Introduction Better cancer treatments have led to enormous improvements in the outcomes for these patients with the result that the overall number of survivors of cancer therapy continues to grow. However, after cancer treatment, up to 50% patients are left with diarrhoea - the most prevalent symptom. Causes are likely to encompass several contributing GI diagnoses.

Methods A service evaluation was conducted of new patients attending our clinic, reporting diarrhoea after treatment for cancer. All patients attending the clinic completed a patient recorded outcome measure describing their symptoms and a Bristol Stool Chart describing stool type. They were investigated using a peer reviewed investigational and management algorithm.
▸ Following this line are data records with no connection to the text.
PR #855, opened 2023-11-17
Solution

sofiamayatska:


app/main.py
```diff
@@ -1,8 +1,20 @@
...
+    for person in people_list:
+        Person(person["name"], person["age"])
+
+    for person in people_list:
+        if "wife" in person and person["wife"] is not None:
+            Person.people[person["name"]].wife = Person.people[person["wife"]]
+        elif "husband" in person and person["husband"] is not None:
+            Person.people[person["name"]].husband = Person.people[person["husband"]]
+
+    return list(Person.people.values())
```
ArsenPidhoretskyi, line 20: But if we two times run this function we should expect only people from people_list

app/main.py
```diff
@@ -1,8 +1,20 @@
...
-def create_person_list(people: list) -> list:
-    # write your code here
-    pass
+
+def create_person_list(people_list: list) -> list:
+    for person in people_list:
+        Person(person["name"], person["age"])
+
+    for person in people_list:
+        if "wife" in person and person["wife"] is not None:
```
ArsenPidhoretskyi, line 15: use .get instead of 2 conditions

ArsenPidhoretskyi (changes requested):

app/main.py
```diff
@@ -1,8 +1,25 @@
...
+        self.name = name
+        self.age = age
+        Person.people[name] = self
 
-def create_person_list(people: list) -> list:
-    # write your code here
-    pass
+
+def create_person_list(people_list: list) -> list:
+    Person.people.clear()
```
vsmutok, line 11: redundant here

app/main.py
```diff
@@ -1,8 +1,25 @@
...
+    for person in people_list:
+        Person(person["name"], person["age"])
```
vsmutok, line 13: people = [Person (person["name"], person["age"]) for person in people_list]

app/main.py
```diff
@@ -1,8 +1,25 @@
...
+        person_instance = Person.people[person["name"]]
+        spouse_name = person.get("wife") or person.get("husband")
+
+        if spouse_name is not None:
+            if "wife" in person:
+                person_instance.wife = Person.people[spouse_name]
+            else:
+                person_instance.husband = Person.people[spouse_name]
+
+    return list(Person.people.values())
```
vsmutok, line 25:
```suggestion
    return people
```

vsmutok (changes requested):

Patient characteristics, symptom incidence and severity were recorded prospectively.

Results Over a 6 month period (July - Dec 2012), 207 patients were newly referred to the GIANTs. Of those, 104 (50%) reported diarrhoea (type 6 or 7 Bristol Stool Chart). In this group there were slightly more men (52%) than women (48%). Their median age was 62 years (range: 22–89). Primary tumour sites included urological cancer (34% - 82% of these prostate), gynaecological (22%), colorectal (20%), upper GI (10%), haematological (8%), and other (6%). 69% had undergone pelvic radiotherapy, 48% had been treated with surgery or received chemotherapy. 12% received pelvic radiotherapy alone, 6% surgery and 3% chemotherapy alone. Over a quarter (29%) received all 3 treatment modalities.
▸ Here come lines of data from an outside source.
PR #858, opened 2023-11-19
Solution

gertsovenko:


app/main.py
```diff
@@ -1,8 +1,28 @@
...
-def create_person_list(people: list) -> list:
-    # write your code here
-    pass
+        Person.people[name] = self
+
+
+def create_person_list(people_list: list) -> list:
+    new_people_list = []
+    for person in people_list:
+        new_people_list.append(Person(person["name"], person["age"]))
```
vsmutok, line 14: use list comprehension

app/main.py
```diff
@@ -1,8 +1,28 @@
...
+                if woman.name == person["name"]:
+                    for man in new_people_list:
+                        if man.name == person["husband"]:
+                            woman.husband = man
+        if "wife" in person and person["wife"]:
+            for man in new_people_list:
+                if man.name == person["name"]:
+                    for woman in new_people_list:
+                        if woman.name == person["wife"]:
+                            man.wife = woman
```
vsmutok, line 27: try to optimize this algorithm

vsmutok (changes requested):

app/main.py
gertsovenko: Can you help? In what direction should I think?

app/main.py
```diff
@@ -1,8 +1,28 @@
...
+    new_people_list = [Person(person["name"], person["age"])
+                       for person in people_list]
+
+    for person in people_list:
+        if "husband" in person and person["husband"]:
+            for woman in new_people_list:
+                for man in new_people_list:
+                    if (woman.name == person["name"]
+                            and man.name == person["husband"]):
+                        woman.husband = man
```
Dimosphen1, line 21: You could avoid the double loop iteration by changing the logic of the check. You could only check if there is a `"husband"` key and in case it is present, you could extract the person instance that is currently used in iteration, and extract the husband person instance by husband name from the `Person.people` class attribute. After that you could create the necessary `husband` and `wife` attributes in both instances. The same logic could be applied in case `"wife"` key is present.

Dimosphen1 (changes requested):
Change the logic of the `wife` and `husband` attributes assignment.

app/main.py
gertsovenko, line 1: Should I use variables wife and husband or it's better to write in one line?

app/main.py
```diff
@@ -1,8 +1,27 @@
...
+            if person["name"] in Person.people:
+                husband = Person.people[person["husband"]]
+                wife = Person.people[person["name"]]
+                wife.husband = husband
+
+        elif "wife" in person and person["wife"]:
+            if person["name"] in Person.people:
+                wife = Person.people[person["wife"]]
+                husband = Person.people[person["name"]]
+                husband.wife = wife
```
Dimosphen1, line 26: You could simplify this condition in the following way:
```suggestion
    for person in people_list:
        person_instance = Person.people[person["name"]]
        if husband_name := person.get("husband"):
            person_instance.husband = Person.people[husband_name]
        elif wife_name := person.get("wife"):
             person_instance.wife = Person.people[wife_name]
```
Modify this approach in case there are errors during the program execution but keep the overall structure.

Dimosphen1 (changes requested):

app/main.py
```diff
@@ -1,8 +1,20 @@
...
-    pass
+        Person.people[name] = self
+
+
+def create_person_list(people_list: list) -> list:
+    new_people_list = [Person(person["name"], person["age"])
+                       for person in people_list]
+    for person in people_list:
+        person_instance = Person.people[person["name"]]
+        if "husband" in person and person["husband"]:
```
viktoria-rybenchuk, line 16: use  the `get` method for better readability and safety

app/main.py
```diff
@@ -1,8 +1,20 @@
...
+            person_instance.husband = Person.people[person["husband"]]
+        elif "wife" in person and person["wife"]:
```
viktoria-rybenchuk, line 18: same here

app/main.py
```diff
@@ -1,8 +1,20 @@
...
 
-def create_person_list(people: list) -> list:
-    # write your code here
-    pass
+        Person.people[name] = self
+
+
+def create_person_list(people_list: list) -> list:
+    new_people_list = [Person(person["name"], person["age"])
+                       for person in people_list]
```
viktoria-rybenchuk, line 13:
```suggestion
    new_people_list = [
    Person(person["name"], person["age"])
     for person in people_list
     ]
```

viktoria-rybenchuk (changes requested):

Polyakiv-Andrey (approved):
Good job!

Small intestinal bacterial overgrowth was found in 49%. Bile acid malabsorption was newly diagnosed in 33% of patients. Weak pelvic floor musculature was a contributing factor in 20%. 13% were diagnosed with new pancreatic insufficiency. Excess fibre intake (>20g/day) was a contributory factor in 11% and Lansoprazole in up to 9% of patients. Other factors included: thyroid problems (9%), anal fissure (5%), rectal ulceration (5%), faecal loading (5%) and new onset Inflammatory Bowel Disease (3%). A colorectal polyp was found in 16% of patients, 1 patient had a new colorectal cancer and 2 had a GI stricture.

80% of patients had multiple causes for their diarrhoea. Most patients were discharged with a significant improvement in their symptoms with a median of 4 consultations (range 1–7) after systematic assessment and targeted management of the causes for their symptoms.

Conclusion Diarrhoea after cancer treatment is frequent in the patient cohort seen in our clinic. Several GI causes contribute to diarrhoea simultaneously in most patients but the majority can be discharged after a small number of consultations with a significant improvement or full resolution of their symptom if a systematic investigational and treatment approach is adopted.

Disclosure of Interest None Declared.